ASUS' ROG Flow Z13 is a gaming tablet with NVIDIA's RTX 3050 Ti

Think of it like a Super Surface.

ASUS ROG Flow Z13 (Devindra Hardawar/Engadget)

After delivering an ambitious gaming convertible notebook last year, the svelte ROG Flow X13, ASUS is taking that concept even further with the Flow Z13 tablet. Think of it like a souped-up Surface Pro: the Z13 packs in Intel's new 12th-gen processors and up to NVIDIA's RTX 3050 Ti all in a sleek slate. Weighing in at 2.43 pounds, it's clearly not meant to replace smaller tablets like the iPad. Instead, ASUS sees it as a way to bring your PC games everywhere — say a cramped airplane tray table — without the bulk of a laptop.

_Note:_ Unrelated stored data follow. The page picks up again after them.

PR #1771, opened 2025-03-31
CHANGE: @W-18097146@ Updates for GA

randi274:
Remove the word "Beta" and any language around going GA. Update Github actions to be as ready for v5 as we can while we still need to support v4.

### DIFF
--- a/.github/ISSUE_TEMPLATE/0-code_analyzer_bug.yml
+++ b/.github/ISSUE_TEMPLATE/0-code_analyzer_bug.yml
@@ -74,7 +74,7 @@ body:
       description: |
         What do you get from the command "sf plugins"?
       placeholder: |
-        Example: code-analyzer 5.0.0-beta.0
+        Example: code-analyzer 5.0.0
     validations:
       required: true
   - type: input
--- a/.github/workflows/automated-release-tasks.yml
+++ b/.github/workflows/automated-release-tasks.yml
@@ -31,17 +31,22 @@ jobs:
     needs: verify-should-run
     if: ${{ needs.verify-should-run.outputs.should-run == 'true' }}
     steps:
-      - name: Invoke v5 beta workflow
+      - name: Invoke v5 workflow
         uses: actions/github-script@v6
         with:
           github-token: ${{ secrets.SVC_CLI_BOT_GITHUB_TOKEN }}
+          # TODO: remove inputs after April Release; will default to minor
           script: |
             await github.rest.actions.createWorkflowDispatch({
               owner: context.repo.owner,
               repo: context.repo.repo,
               workflow_id: 'create-release-branch.yml',
-              ref: 'dev'
+              ref: 'dev',
+              inputs: {
+                "release-type": "patch"
+              }
             });
+# TODO: Remove this after last v4.x release in April
   create-v4-release-branch:
     runs-on: macos-latest
     needs: verify-should-run
--- a/.github/workflows/create-release-branch.yml
+++ b/.github/workflows/create-release-branch.yml
@@ -1,6 +1,17 @@
 name: create-release-branch
 on:
   workflow_dispatch:
+    inputs:
+      # When the workflow is executed manually, the user can select whether the branch should correspond to a major,
+      # minor, or patch release.
+      release-type:
+        type: choice
+        description: What kind of release?
+        options:
+          - major
+          - minor
+          - patch
+        required: true
 
 jobs:
   create-release-branch:
@@ -24,7 +35,15 @@ jobs:
       # Increment the version as desired locally, without actually committing anything.
       - name: Locally increment version
         run: |
-          npm --no-git-tag-version version prerelease --preid beta
+          # A workflow dispatch event lets the user specify what release type they want.
+          if [[ "${{ github.event_name }}" = "workflow_dispatch" ]]; then
+            RELEASE_TYPE=${{ github.event.inputs.release-type }}
+          # The regularly scheduled releases are always minor.
+          else
+            RELEASE_TYPE=minor
+          fi
+          # Increment the version as needed.
+          npm --no-git-tag-version version $RELEASE_TYPE
       # The branch protection rule for `release-x.y.z` branches prevents pushing commits directly. To work around this,
       # we create an interim branch that we _can_ push commits to, and we'll do our version bookkeeping in that branch
       # instead.
--- a/.github/workflows/daily-smoke-tests.yml
+++ b/.github/workflows/daily-smoke-tests.yml
@@ -1,6 +1,6 @@
 name: daily-smoke-tests
 on:
-  workflow_dispatch: # As per documentation, the colon is necessary even though no config is required.
+  workflow_dispatch:
   schedule:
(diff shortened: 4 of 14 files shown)


.github/workflows/create-release-branch.yml
```diff
@@ -1,6 +1,17 @@
 name: create-release-branch
 on:
   workflow_dispatch:
+    inputs:
```
randi274, line 4: However, I also thought it prudent to add in the manual option back in case we need to re-run (for whatever reason)

.github/workflows/run-tests.yml
```diff
@@ -111,11 +111,12 @@ jobs:
           path: ~/downloads/tarball
       - name: Echo tarball download location
         run: echo ${{ steps.download.outputs.download-path }}
+        # TODO: update ASAP after April Release
       - name: Install Tarball
         shell: bash
         run: |
           # We need to determine the Tarball's name first.
-          TARBALL_NAME=$(ls ~/downloads/tarball | grep salesforce-plugin-code-analyzer-5\\.0\\.0-beta\\.[0-9]*\\.tgz)
+          TARBALL_NAME=$(ls ~/downloads/tarball | grep salesforce-plugin-code-analyzer-*.*.tgz)
```
randi274, line 119: Regex is not my favorite, but I *think* this will work. Let me know if there's a better approach here!

randi274: that does, thank you! I like the looser version here since we're using it in a build option, and it would be nice not to have to update this when the major version changes again (since this was not an intuitive find for me either)

.github/workflows/daily-smoke-tests.yml
```diff
@@ -26,3 +27,17 @@ jobs:
...
+    steps:
+      - name: Invoke v5 smoke tests
+        uses: actions/github-script@v6
+        with:
+          github-token: ${{ secrets.SVC_CLI_BOT_GITHUB_TOKEN }}
+          script: |
+            await github.rest.actions.createWorkflowDispatch({
+              owner: context.repo.owner,
+              repo: context.repo.repo,
+              workflow_id: 'daily-smoke-tests.yml',
```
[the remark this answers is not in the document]
randi274: Great point, I think this needs a re-write. Let me take another stab at that 😄

.github/ISSUE_TEMPLATE/0-code_analyzer_bug.yml
jfeingold35, line 1: Question: Do we want to have separate issues for the `run`, `rules`, and `config` commands like we do for the v4 commands?

.github/workflows/automated-release-tasks.yml
```diff
@@ -31,17 +31,22 @@ jobs:
...
           script: |
             await github.rest.actions.createWorkflowDispatch({
               owner: context.repo.owner,
               repo: context.repo.repo,
               workflow_id: 'create-release-branch.yml',
-              ref: 'dev'
+              ref: 'dev',
+              inputs: {
+                "release-type": "patch"
+              }
```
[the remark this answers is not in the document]
jfeingold35: Yeah, for this month we want to run it as `patch`. Good call.

.github/workflows/create-release-branch.yml
jfeingold35: Yeah, we definitely need this now.

.github/workflows/create-release-branch.yml
```diff
@@ -24,7 +35,15 @@ jobs:
       # Increment the version as desired locally, without actually committing anything.
       - name: Locally increment version
         run: |
-          npm --no-git-tag-version version prerelease --preid beta
+          # A workflow dispatch event lets the user specify what release type they want.
```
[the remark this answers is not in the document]
jfeingold35: Yeah, this makes it so the automated monthly execution defaults to `minor`. It won't cause a problem here because `patch` is being explicitly passed in, and it's technically also unnecessary in v4 because `minor` gets explicitly passed in there too.
But it's still a nice thing to have.

.github/workflows/validate-pr.yml
```diff
@@ -6,6 +6,7 @@ on:
 jobs:
   # We want to prevent cross-contamination between the 4.x and 5.x pipelines. So we should prevent PRs
   # based on this flow to merge into `dev-4` or `main-4`.
+  # TODO: Remove this after the April release, since we won't care after that to maintain v4
```
jfeingold35, line 9: Note: You'll also need to remove this job as a Required job for the branch protection rule.

.github/workflows/run-tests.yml
```diff
@@ -111,11 +111,12 @@ jobs:
           path: ~/downloads/tarball
       - name: Echo tarball download location
         run: echo ${{ steps.download.outputs.download-path }}
+        # TODO: update ASAP after April Release
```
jfeingold35, line 114: What's the update that needs to happen here?

.github/workflows/run-tests.yml
```diff
@@ -111,11 +111,12 @@ jobs:
...
       - name: Install Tarball
         shell: bash
         run: |
           # We need to determine the Tarball's name first.
-          TARBALL_NAME=$(ls ~/downloads/tarball | grep salesforce-plugin-code-analyzer-5\\.0\\.0-beta\\.[0-9]*\\.tgz)
+          TARBALL_NAME=$(ls ~/downloads/tarball | grep salesforce-plugin-code-analyzer-.*\\.tgz)
```
jfeingold35, line 119: I recommend `grep`ing for `salesforce-plugin-code-analyzer-5\\.[0-9]*\\.[0-9]*\\.tgz`.

.github/workflows/daily-smoke-tests.yml
```diff
@@ -12,17 +12,4 @@ jobs:
...
-        with:
-          github-token: ${{ secrets.SVC_CLI_BOT_GITHUB_TOKEN }}
-          script: |
-            await github.rest.actions.createWorkflowDispatch({
-              owner: context.repo.owner,
-              repo: context.repo.repo,
-              workflow_id: 'daily-smoke-tests.yml',
-              ref: 'dev-4'
-            });
+      branch: dev
```
jfeingold35, line 15: Request: Could you add a comment covering the explanation I gave the other day? i.e.,
```
We run the daily smoke tests against 'dev' to validate that the code currently in development is still valid
```
or something like that?

.github/ISSUE_TEMPLATE/0-code_analyzer_bug.yml
stephen-carter-at-sf: I don't think we should. Besides that is a separate discussion outside the scope of this PR.

.github/workflows/run-tests.yml
randi274: oh good call - this isn't necessary with the latest change. I'll remove!

.github/workflows/run-tests.yml
randi274: This one I realized we'll need to wait until after we go GA, but we can clean that up then if you'd like 👍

Like the ROG Flow X13, the Z13 can connect to the ASUS XG Mobile external GPU, which supports up to AMD's Radeon RX 6850M in addition to NVIDIA's mobile RTX 30-series lineup. That eGPU still relies on a custom PCIe connection, which can reach up to 63 Gbps of graphics bandwidth, making it more capable than Thunderbolt 4's 40 Gbps. I was wary of the XG Mobile last year, given just how expensive and flaky similar eGPUs have been. And that was before we learned it would cost $1,500 with the 3080, and that it wasn't nearly as fast as reviewers would have liked. At the very least, the Z13 promises to be a better performer than the X13 with its built-in hardware, so maybe an eGPU would be unnecessary.

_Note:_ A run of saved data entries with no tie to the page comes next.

PR #1773, opened 2025-04-01
NEW: @W-18173799@: Update config command to not quit if engine valida…

stephen-carter-at-sf:
…tion fails

### DIFF
--- a/test/lib/actions/ConfigAction.test.ts
+++ b/test/lib/actions/ConfigAction.test.ts
@@ -13,7 +13,8 @@ import {ConfigActionSummaryViewer} from '../../../src/lib/viewers/ActionSummaryV
 
 import {SpyConfigWriter} from '../../stubs/SpyConfigWriter';
 import {SpyConfigViewer} from '../../stubs/SpyConfigViewer';
-import {DisplayEventType, SpyDisplay} from '../../stubs/SpyDisplay';
+import {DisplayEvent, DisplayEventType, SpyDisplay} from '../../stubs/SpyDisplay';
+import { LogEventDisplayer } from '../../../src/lib/listeners/LogEventListener';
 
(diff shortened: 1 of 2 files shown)


test/lib/actions/ConfigAction.test.ts
```diff
@@ -158,7 +159,7 @@ describe('ConfigAction tests', () => {
 				stubConfigFactory = new AlternativeStubCodeAnalyzerConfigFactory();
 				spyDisplay = new SpyDisplay();
 				dependencies = {
-					logEventListeners: [],
+					logEventListeners: [new LogEventDisplayer(spyDisplay)],
```
stephen-carter-at-sf, line 162: Took me forever to understand why this test wasn't producing the error messages in the display. Then I realized we do not have the log event listeners or progress listeners added. I only added in the log event listeners here - wasn't sure if the progress listeners would cause other tests to fail or not.

test/lib/actions/ConfigAction.test.ts
```diff
@@ -515,8 +535,13 @@ describe('ConfigAction tests', () => {
...
 		const displayEvents = spyDisplay.getDisplayEvents();
-		expect(displayEvents[4].type).toEqual(DisplayEventType.LOG);
-		return ansis.strip(displayEvents[4].data);
+		if (displayEvents[4].type === DisplayEventType.LOG) {
+			return ansis.strip(displayEvents[4].data);
+		} else if (displayEvents[5].type === DisplayEventType.LOG) {
+			return ansis.strip(displayEvents[5].data);
+		} else {
+			return 'Could Not Get Specific Output';
+		}
```
stephen-carter-at-sf, line 544: I'm not a fan of how this test file assumes [4] is the output. It makes the test fragile. At some point we should improve this - but for now I'm just adding in some conditional code to account for the fact that there might be an error display event before the output display event.

jfeingold35 (approved):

In person, the Z13 is exactly what you'd expect from an ROG gaming laptop to look like. The preview unit ASUS sent for me to borrow felt dense and sturdy, surprisingly so for its 12 millimeter thickness. Unlike iPads and other tablets, it feels strong enough to survive a backpack commute without a protective case. From the front, you could easily mistake it for a notebook. From the sides and back though, it's more like a Super Surface, with a flexible kickstand and keyboard cover.

Devindra Hardawar/Engadget

I wasn't able to run any games and benchmarks on the ROG Z13, unfortunately. (I'd wager ASUS's software and drivers aren't ready for serious testing yet.) But I could see why it could be compelling: An RTX 3050 Ti in a machine this size would be a dream for travel (at least, when that's safe again). And its 4K 13-inch display was perfectly fine for productivity tasks (there's also a 1080p 120Hz option). Given its size, though, the Z13 felt too heavy to use as a standard tablet. It's also not nearly as "lappable" as the Surface Pro devices; it's just too heavy to stay put while you're typing.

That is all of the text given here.